4.14.2005

 

L'arbre des possibles

regard_profond

4.12.2005

 

Bonnet d'âne!

AÏE! Nous sommes en cours de latin. Je perçois déjà des signes : regards du professeur, souvenirs d'étourderies, lumière frétillante...et ça y est, il me la rend. 5.5/20 à ma version. Je ne suis pas fier. Commentaire : "Que vous avez été mal inspiré cette fois! Un festival". C'est vrai. Des contre-sens se baladent entre les lignes, des imprécisions. Pourtant le sujet me plaisait bien : cela racontait l'histoire de Néron participant à un concours de chant (de Suétone).

Enfin, toujours est-il qu'avec du recul, je ne regrette pas cette expérience. Sur le moment, à coup sûr, j'étais énervé contre moi (et la terre entière). En rentrant, j'ai explosé de rire en le racontant à ma mère. Car d'habitude, le latin est plutôt une matière forte. Et là je me suis écroulé. La déconfiture! Et sur le plan expérimental, je trouve ça très interessant de savoir quel "effet" on ressent avec une telle note, surtout en latin, où la concurrence est mise en avant, les copies étant classées.

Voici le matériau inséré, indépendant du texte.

PR #243, opened 2011-10-27
Add siblings and objsize stats (AZ895)

rustyio:
## Overview

This code adds Riak stats for `node_get_fsm_siblings` and
`node_get_fsm_objsize`, and supports hot upgrades (no need to restart
the node.)

**IMPORTANT**: Relies on https://github.com/basho/riak_core/pull/104
## Hot Upgrade

On a running Riak node:
1. Back up the following files:
   - `/usr/lib/riak/lib/riak_kv-1.0.1/ebin/riak_kv_stat.beam`
   - `/usr/lib/riak/lib/riak_kv-1.0.1/ebin/riak_kv_get_fsm.beam`
   - `/usr/lib/riak/lib/riak_core-1.0.1/ebin/slide.beam`
2. Replace old beam files with new beam files:
   - Copy `riak_kv_stat.beam` to `/usr/lib/riak/lib/riak_kv-1.0.1/ebin/riak_kv_stat.beam`
   - Copy `riak_kv_get_fsm.beam` to `/usr/lib/riak/lib/riak_kv-1.0.1/ebin/riak_kv_get_fsm.beam`
   - Copy `slide.beam` to `/usr/lib/riak/lib/riak_core-1.0.1/ebin/slide.beam`
3. Run `riak attach` to connect to the Erlang shell and paste the
   following commands. After running the commands, you will see an
   error message `[error] Supervisor riak_kv_sup had child
   riak_kv_stat... killed in context child_terminated`. This is
   expected and can be ignored.

``` erlang
c:l(slide).
sys:suspend(riak_kv_stat).
c:l(riak_kv_stat).
erlang:exit(erlang:whereis(riak_kv_stat), kill).
sys:resume(riak_kv_stat).
c:l(riak_kv_get_fsm).
```
1. Press Control-D to disconnect from the Erlang shell.
2. To verify installation, run `curl localhost:8098/stats` and look
   for a stat named `node_get_fsm_siblings_total`.
## Hot Downgrade

On a running Riak node:
1. Restore the files you backed up in Step #1 of  **Hot Upgrade**.
2. Run `riak attach` to connect to the Erlang shell and paste the
   following commands. After running the commands, you will see an
   error message `[error] Supervisor riak_kv_sup had child
   riak_kv_stat... killed in context child_terminated`. This is
   expected and can be ignored.

``` erlang
c:l(riak_kv_get_fsm).
sys:suspend(riak_kv_stat).
c:l(riak_kv_stat).
erlang:exit(erlang:whereis(riak_kv_stat), kill).
sys:resume(riak_kv_stat).
c:l(slide).
```
1. Press Control-D to disconnect from the Erlang shell.
2. To verify, run `curl localhost:8098/stats` and ensure that the stat
   named `node_get_fsm_siblings_total` does not exist.
## Rolling Upgrade / Downgrade

On a running Riak node:
1. Back up the following files:
   - `/usr/lib/riak/lib/riak_kv-1.0.1/ebin/riak_kv_stat.beam`
   - `/usr/lib/riak/lib/riak_kv-1.0.1/ebin/riak_kv_get_fsm.beam`
   - `/usr/lib/riak/lib/riak_core-1.0.1/ebin/slide.beam`
2. Replace old beam files with new beam files:
   - Copy `riak_kv_stat.beam` to `/usr/lib/riak/lib/riak_kv-1.0.1/ebin/riak_kv_stat.beam`
   - Copy `riak_kv_get_fsm.beam` to `/usr/lib/riak/lib/riak_kv-1.0.1/ebin/riak_kv_get_fsm.beam`
   - Copy `slide.beam` to `/usr/lib/riak/lib/riak_core-1.0.1/ebin/slide.beam`
3. Restart the Riak node.

To downgrade, restore the previously backed up .beam files.
## Notes
- Updated the `riak_kv_stat` module to support `node_get_fsm_siblings` and
  `node_get_fsm_objsize` stats, tracking number of siblings and object
  size, respectively. Also updated stats module `code_changed/N`
  function to enable hot upgrades. (No need to take down the VM if
  upgrading from Riak 1.0.1.)
- Updated the `riak_kv_get_fsm` module to send stats about # of siblings
  and object size to the stats module.
- Noticed that sometimes 99% stats are larger than 100% stats. Assuming
  that this is due to a small sample size plus the fact that 99% stats
  being estimated while 100% stats are the actual max.
- Calculating object size by summing the bucket size, key size, using
  `term_to_binary/1` on the vector clock, and the metadata and value
  sibling. This isn't as exact of a calculation because it doesn't
  capture some of the overhead (ie: it doesn't count the size of the
  tuple that wraps the metadata and value.) But from what I've seen it's
  within 10% of the object size.
- Tested performance of old and new code via basho_bench. Adding the new
  stats had no discernible affect on performance.
## Test Code

``` erlang
%% Some rough smoke-testing code. Just copy this code and paste into
%% an Erlang shell. Creates siblings of different sizes, prints out
%% the stats, then pauses for 5 seconds.

%% The CreateSiblings/1 function creates creates an object with the
%% specified number of siblings.
CreateSiblings = fun(N) ->
    {ok, Client} = riak:local_client(),
    Client:set_bucket(<<"mybucket">>, [{allow_mult, true}]),
    Key = erlang:md5(term_to_binary(now())),
    Obj = riak_object:new(<<"mybucket">>, Key, <<"1">>),
    [Client:put(Obj) || _X <- lists:seq(1, N)],
    Client:get(<<"mybucket">>, Key),
    ok
end.

%% Print `fsm_siblings` and `fsm_objsize` stats.
PrintStats = fun() ->
    %% Use apply so that we don't hold a reference to old code.
    Stats = erlang:apply(riak_kv_stat, get_stats, []),
    io:format("---~n"),
    io:format("~p~n", [lists:keyfind(node_get_fsm_siblings_mean,   1, Stats)]),
    io:format("~p~n", [lists:keyfind(node_get_fsm_siblings_median, 1, Stats)]),
    io:format("~p~n", [lists:keyfind(node_get_fsm_siblings_95,     1, Stats)]),
    io:format("~p~n", [lists:keyfind(node_get_fsm_siblings_99,     1, Stats)]),
    io:format("~p~n", [lists:keyfind(node_get_fsm_siblings_100,    1, Stats)]),
    io:format("~p~n", [lists:keyfind(node_get_fsm_objsize_mean,    1, Stats)]),
    io:format("~p~n", [lists:keyfind(node_get_fsm_objsize_median,  1, Stats)]),
    io:format("~p~n", [lists:keyfind(node_get_fsm_objsize_95,      1, Stats)]),
    io:format("~p~n", [lists:keyfind(node_get_fsm_objsize_99,      1, Stats)]),
    io:format("~p~n", [lists:keyfind(node_get_fsm_objsize_100,     1, Stats)]),
    ok
end.

CreateSiblings(1).
PrintStats().
timer:sleep(5 * 1000).

CreateSiblings(10).
PrintStats().
timer:sleep(5 * 1000).

CreateSiblings(100).
PrintStats().
timer:sleep(5 * 1000).

CreateSiblings(2).
PrintStats().
timer:sleep(5 * 1000).

CreateSiblings(20).
PrintStats().
timer:sleep(5 * 1000).

CreateSiblings(200).
PrintStats().
timer:sleep(5 * 1000).

CreateSiblings(3).
PrintStats().
timer:sleep(5 * 1000).

CreateSiblings(30).
PrintStats().
timer:sleep(5 * 1000).

CreateSiblings(300).
PrintStats().
```

### DIFF
--- a/src/riak_kv_stat.erl
+++ b/src/riak_kv_stat.erl
@@ -516,17 +516,9 @@ spiral_minute(_Moment, Elt, State) ->
 %%      element of the state tuple.
 %%      If Count is 0, then all other elements will be the atom
 %%      'undefined'.
-slide_minute(Moment, Elt, State, Min, Max, Bins) ->
-    {Count, Mean, {Median, NF, NN, H}} = slide:mean_and_nines(element(Elt, State), Moment, Min, Max, Bins),
-
-    %% Massage the stats so that we never return a Median, 95th, or
-    %% 99th percentile that's higher than the max.
-    {Count, Mean, {
-              lists:min([Median, H]),
-              lists:min([NF, H]),
-              lists:min([NN, H]),
-              H
-             }}.
+slide_minute(Moment, Elt, State, Min, Max, Bins, RoundingMode) ->
+    {Count, Mean, Nines} = slide:mean_and_nines(element(Elt, State), Moment, Min, Max, Bins, RoundingMode),
+    {Count, Mean, Nines}.
 
 metric_stats({meter, M}) ->
     basho_metrics_nifs:meter_stats(M);
@@ -591,13 +583,13 @@ node_stats(Moment, State=#state{node_gets_total=NGT,
                                 coord_redirs_total=CRT,
                                 legacy=true}) ->
     {Gets, GetMean, {GetMedian, GetNF, GetNN, GetH}} =
-        slide_minute(Moment, #state.get_fsm_time, State, 0, 5000000, 20000),
+        slide_minute(Moment, #state.get_fsm_time, State, 0, 5000000, 20000, down),
     {Puts, PutMean, {PutMedian, PutNF, PutNN, PutH}} =
-        slide_minute(Moment, #state.put_fsm_time, State, 0, 5000000, 20000),
+        slide_minute(Moment, #state.put_fsm_time, State, 0, 5000000, 20000, down),
     {_Siblings, SiblingsMean, {SiblingsMedian, SiblingsNF, SiblingsNN, SiblingsH}} =
-        slide_minute(Moment, #state.node_get_fsm_siblings, State, 0, 1000, 1000),
+        slide_minute(Moment, #state.node_get_fsm_siblings, State, 0, 1000, 1000, up),
     {_ObjSize, ObjSizeMean, {ObjSizeMedian, ObjSizeNF, ObjSizeNN, ObjSizeH}} =
-        slide_minute(Moment, #state.node_get_fsm_objsize, State, 0, 16 * 1024 * 1024, 16 * 1024),
+        slide_minute(Moment, #state.node_get_fsm_objsize, State, 0, 16 * 1024 * 1024, 16 * 1024, down),
     [{node_gets, Gets},
      {node_gets_total, NGT},
      {node_get_fsm_time_mean, GetMean},
--- a/src/riak_kv_stat.erl
+++ b/src/riak_kv_stat.erl
@@ -349,106 +349,7 @@ terminate(_Reason, _State) ->
     ok.
 
 %% @private
-code_change({up, siblings_and_objsize_stats},
-            {state,
-             VNodeGets, VNodePuts,
-             VNodeGetsTotal, VNodePutsTotal,
-             VNodeIndexReads, VNodeIndexReadsTotal,
-             VNodeIndexWrites, VNodeIndexWritesTotal,
-             VNodeIndexWritesPostings, VNodeIndexWritesPostingsTotal,
-             VNodeIndexDeletes, VNodeIndexDeletesTotal,
-             VNodeIndexDeletesPostings, VNodeIndexDeletesPostingsTotal,
-             NodeGetsTotal, NodePutsTotal,
-             GetFSMTime, PutFSMTime,
-             PBCConnects, PBCConnectsTotal, PBCActive,
-             ReadRepairs, ReadRepairsTotal,
-             CoordRedirs, CoordRedirsTotal, MapperCount,
-             GetMeter, PutMeter, Legacy},
-            _Extra) ->
-
-    %% Upgrade from the previous version of riak_kv_stat.
-    io:format("~nAdding siblings and objsize stats to riak_kv_stat process.~n~n"),
-    {ok, #state{
-       vnode_gets=VNodeGets,
-       vnode_gets_total=VNodeGetsTotal,
-       vnode_puts=VNodePuts,
-       vnode_puts_total=VNodePutsTotal,
-       vnode_index_reads=VNodeIndexReads,
-       vnode_index_reads_total=VNodeIndexReadsTotal,
-       vnode_index_writes=VNodeIndexWrites,
-       vnode_index_writes_total=VNodeIndexWritesTotal,
-       vnode_index_writes_postings=VNodeIndexWritesPostings,
-       vnode_index_writes_postings_total=VNodeIndexWritesPostingsTotal,
-       vnode_index_deletes=VNodeIndexDeletes,
-       vnode_index_deletes_total=VNodeIndexDeletesTotal,
-       vnode_index_deletes_postings=VNodeIndexDeletesPostings,
-       vnode_index_deletes_postings_total=VNodeIndexDeletesPostingsTotal,
-       node_gets_total=NodeGetsTotal,
-       node_puts_total=NodePutsTotal,
-       node_get_fsm_siblings=slide:fresh(),
-       node_get_fsm_objsize=slide:fresh(),
-       get_fsm_time=GetFSMTime,
-       put_fsm_time=PutFSMTime,
-       pbc_connects=PBCConnects,
-       pbc_connects_total=PBCConnectsTotal,
-       pbc_active=PBCActive,
-       read_repairs=ReadRepairs,
-       read_repairs_total=ReadRepairsTotal,
-       coord_redirs=CoordRedirs,
-       coord_redirs_total=CoordRedirsTotal,
-       mapper_count=MapperCount,
-       get_meter=GetMeter,
-       put_meter=PutMeter,
-       legacy=Legacy}};
-code_change({down, siblings_and_objsize_stats},
-            State = #state {}, _Extra) ->
-    io:format("~nCODE CHANGE: Removing siblings and objsize stats from riak_kv_stat process.~n~n"),
-    #state {
-            vnode_gets=VNodeGets,
-            vnode_gets_total=VNodeGetsTotal,
-            vnode_puts=VNodePuts,
-            vnode_puts_total=VNodePutsTotal,
-            vnode_index_reads=VNodeIndexReads,
-            vnode_index_reads_total=VNodeIndexReadsTotal,
-            vnode_index_writes=VNodeIndexWrites,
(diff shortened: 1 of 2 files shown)


jonmeredith:
Thanks for dropping everything and getting this done.  Here's my notes of our IM for review

1) We can drop the _total stats.
2) Can you fix the max/banding for the quantile calculations as we're not in microseconds any more.  Bin size of 1, max of 1000 for siblings should be sufficient and bin size of 16 bytes/max size of 16Mb should be sufficient for objsize.
3) The hot code upgrade is very cool, but I overstated the requirements a bit.  We just need to be able to restart the stats process after a code upgrade rather than keep stats.  I just wanted the stats module to handle old/new format get FSM stats so that it wouldn't have issues.  Simplest is best.

Thx!
Jon

src/riak_kv_stat.erl
```diff
@@ -494,9 +516,17 @@ spiral_minute(_Moment, Elt, State) ->
...
 %%      If Count is 0, then all other elements will be the atom
 %%      'undefined'.
-slide_minute(Moment, Elt, State) ->
-    {Count, Mean, Nines} = slide:mean_and_nines(element(Elt, State), Moment),
-    {Count, Mean, Nines}.
+slide_minute(Moment, Elt, State, Min, Max, Bins) ->
+    {Count, Mean, {Median, NF, NN, H}} = slide:mean_and_nines(element(Elt, State), Moment, Min, Max, Bins),
+
+    %% Massage the stats so that we never return a Median, 95th, or
+    %% 99th percentile that's higher than the max.
```
jonmeredith: Should explain in the comment that the higher values are due to estimates from banding in the slide histogram

src/riak_kv_stat.erl
```diff
@@ -358,6 +371,13 @@ update({vnode_index_write, Postings}, Moment, State=#state{vnode_index_writes_to
 update({vnode_index_delete, Postings}, Moment, State=#state{vnode_index_deletes_total=VID, vnode_index_deletes_postings_total=VIDP}) ->
     NewState = spiral_incr(#state.vnode_index_deletes, Moment, State#state{vnode_index_deletes_total=VID+1}),
     spiral_incr(#state.vnode_index_deletes_postings, Postings, Moment, NewState#state{vnode_index_deletes_postings_total=VIDP+Postings});
+update({get_fsm, _Bucket, Microsecs, NumSiblings, ObjSize}, Moment, State) ->
+    NGT = State#state.node_gets_total,
+    NewState1 = State#state { node_gets_total=NGT+1 },
+    NewState2 = slide_incr(#state.get_fsm_time, Microsecs, Moment, NewState1),
+    NewState3 = slide_incr(#state.node_get_fsm_siblings, NumSiblings, Moment, NewState2),
```
jonmeredith, line 385: NumSiblings/ObjSize should only be updated for non-zero stats, otherwise notfounds will give misleadingly low counts for number of siblings/obj sizes.

jonmeredith:
I've done some more tinkering around to check values of the siblings quantiles and they are being under-reported.  Although the bin size is now 1, basho_stats_histogram is providing a floating point estimate of the quantile within the bucket, so you get a floating point value.

```
(riak@127.0.0.1)5> basho_stats_histogram:quantile(0.5,basho_stats_histogram:update_all(lists:duplicate(1000, 1), basho_stats_histogram:new(0, 1000, 1000))).
0.5
```

Looking at the bin selection code, with the 0, 1000, 1000 arguments it uses
Bin 0 is Sibs <= 1,
Bin 1 is 1 <= Sibs < 2
Bin 2 is 2 <= Sibs < 3

As we're not going to record 0 siblings, it's safe to use Ceil on the quantile result (http://schemecookbook.org/Erlang/NumberRounding) to get a beter integer estimate (given the bin size of 1), however slide currently just uses erlang:trunc on the returned quantiles.

```
Ceil = fun(X) ->
  T = erlang:trunc(X),
    case (X - T) of
        Neg when Neg < 0 -> T;
     Pos when Pos > 0 -> T + 1;
      _ -> T
   end 
end.

%% 0.5,0.95,0.99 quantiles for 1000 sibling=1 values - all give 1
(riak@127.0.0.1)8> Ceil(basho_stats_histogram:quantile(0.5,basho_stats_histogram:update_all(lists:duplicate(1000, 1), basho_stats_histogram:new(0, 1000, 1000)))).
1
(riak@127.0.0.1)9> Ceil(basho_stats_histogram:quantile(0.95,basho_stats_histogram:update_all(lists:duplicate(1000, 1), basho_stats_histogram:new(0, 1000, 1000)))). 
1
(riak@127.0.0.1)10> Ceil(basho_stats_histogram:quantile(0.99,basho_stats_histogram:update_all(lists:duplicate(1000, 1), basho_stats_histogram:new(0, 1000, 1000)))). 
1

%% Testing siblings [1,2,3,4...100] also gives correct answers
(riak@127.0.0.1)11> Ceil(basho_stats_histogram:quantile(0.5,basho_stats_histogram:update_all(lists:seq(1,100), basho_stats_histogram:new(0, 1000, 1000)))).         
50
(riak@127.0.0.1)12> Ceil(basho_stats_histogram:quantile(0.95,basho_stats_histogram:update_all(lists:seq(1,100), basho_stats_histogram:new(0, 1000, 1000)))).
95
(riak@127.0.0.1)13> Ceil(basho_stats_histogram:quantile(0.99,basho_stats_histogram:update_all(lists:seq(1,100), basho_stats_histogram:new(0, 1000, 1000)))).
99

```

We'll get the correct results if slide:compute_quantiles does a Ceil instead - but I think that has to be controllable per slide so we don't change the way our existing stats compute (and the times with large bins are much less sensitive).

src/riak_kv_stat.erl
rustyio, line 385: Fixed.

src/riak_kv_stat.erl
```diff
@@ -44,32 +44,40 @@
...
-%%</dd><dd> update({index_delete, Postings})
+%%</dd><dd> update({index_deletes, Postings})
 %%
 %%</dd><dt> node_gets
 %%</dt><dd> Number of gets coordinated by this node in the last
 %%          minute.
 %%</dd><dd> update({get_fsm_time, Microseconds})
 %%
+%%</dd><dt> node_get_fsm_siblings
+%%</dt><dd> Stats about number of siblings per object in the last minute.
```
jonmeredith, line 74: The info about how to update is a little confusing int the comments now.  perhaps combine all of the node_gets_time/siblings/objsize under one entry with the new update statement? (or you could drop the update lines from siblings / objsize).

src/riak_kv_stat.erl
```diff
@@ -44,32 +44,40 @@
...
+%%</dd><dd> update({node_get_fsm_siblings, NumSiblings})
+%%
+%%</dd><dt> node_get_fsm_objsize
+%%</dt><dd> Stats about object size over the last minute.
```
jonmeredith: Should explain objsize is an estimate

jonmeredith:
+1 merge for code.

Upgrade/downgrade instructions worked for me.  We should probably make a couple of additions.
1) Beam paths were wrong for me in /usr/lib64 on my ubuntu64 release
2) Before/after load we should do an m(Module) to check the build date to ensure the right module has been loaded (first time I tried the upgrade I miscopied the beams so they weren't in ebin)
3) There is no need to sys:resume the stats process - the original one that was suspended got killed.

Aujourd'hui, du coup, j'ai moins apprécié le cours, c'est comme si je m'étais mis ''dans la peau d'un autre".

En fin de compte, cette note était interessante. Prions pour que cela ne se reproduise pas pour le concours blanc!

4.11.2005

 

"Un A/R sans lecture s'il vous plaît"

J'avais pris l'habitude, à partir du mois de novembre, d'utiliser chaque moment pour lire, pour me cultiver, pour être moins ignard. Le soir avant de me coucher, à la récréation parfois, sous ma douche...et surtout dans le bus, le matin à l'aller, le soir au retour. Le rituel commençait dès 7h30 en attendant le bus à la station et s'achevait vers 7h47, à l'arrivée au lycée. Mêmes dans les conditions les plus périlleuses, je me faisais un devoir de lire : par exemple debout, compressé par les migrations pendulaires vers 18h00. Chaque trajet que j'effectuais sans avoir lu suffisament était pour moi une perte de temps. Je lisais pour lire.

Ce matin, je ne sais plus exactement à quelle heure, il m'est venu l'idée de me mettre en jachère. Je suis arrivé dans le bus, et miracle, j'ai respiré, j'ai regardé les gens qui m'entouraient sans ce sentiment néfaste de "perte de temps". Je me suis affranchi. Je pensais lire auparavant pour mon plaisir, mais mon plaisir, ce fut de ne pas ouvrir de bouquin. En revenant aussi. Je regardai les visages des autres voyageurs. D'ailleurs, on découvre des choses passionantes : une dame, pendant toute une station, n'a pas réussi crier assez fort pour se faire entendre du conducteur, et est restée avec la main bloquée dans la porte, sans pouvoir bouger. J'étais mort de rire.

Oui, mais quel rapport avec l'hypokhâgne? En fait, avec ces lectures subsidiaires, je me rends compte que je me mettais dans un état d'esprit tel que j'étais en hypokhâgne même quand je n'étais plus en cours : je voulais en apprendre le plus possible, le plus vite possible, combler ma déficience culturelle, faire de l'(agri)culture extensive en somme. Avidité de l'intellect. Ferme ton livre et ouvre les yeux, tu en apprendras autant.
Je ne dis pas que je ne vais plus lire, ça non. Mais la lecture complémentaire doit se détacher de l'Hk, il faut marquer la frontière et ne pas vivre en cours en permanence. Ce renversement de vision nécessite un changement intérieur d'état d'esprit, chose à laquelle je vais consacrer tout mon être.

4.10.2005

 

Il arrive...(J - 6)

Sa couleur est celle des nuages . C'est le deuxième de l'année, mesdames et messieurs, en exclusivité le voici, le concours blanc.
Il arrive à grands pas ; plus la date butoire approche, plus le temps accélère. Il est terrifiant : il nous assiège pendant une semaine et nous fait endurer des supplices : 5h de lettres, 5h d'histoire, 5h de géo, 5h de philo, 5h de latin, 4h d'allemand, 4h d'anglais. Les révisions sont monstres, et plus que jamais nous devons augmenter notre productivité de travail, quitte à désapronfondir, afin de pouvoir l'affronter. La préparation est rude : nous devons minimiser les loisirs et diviser par deux le nombre de sorties. Chaque partielle de temps est infiniment précieuse. Ce concours est redoutable : de lui peut se jouer en partie notre orientation pour l'année d'après. Il faut donc triompher. Le plus difficile dans tout cela : ne pas désespérer, ménager ses forces, garder son sang-froid. Il n'est pas encore là.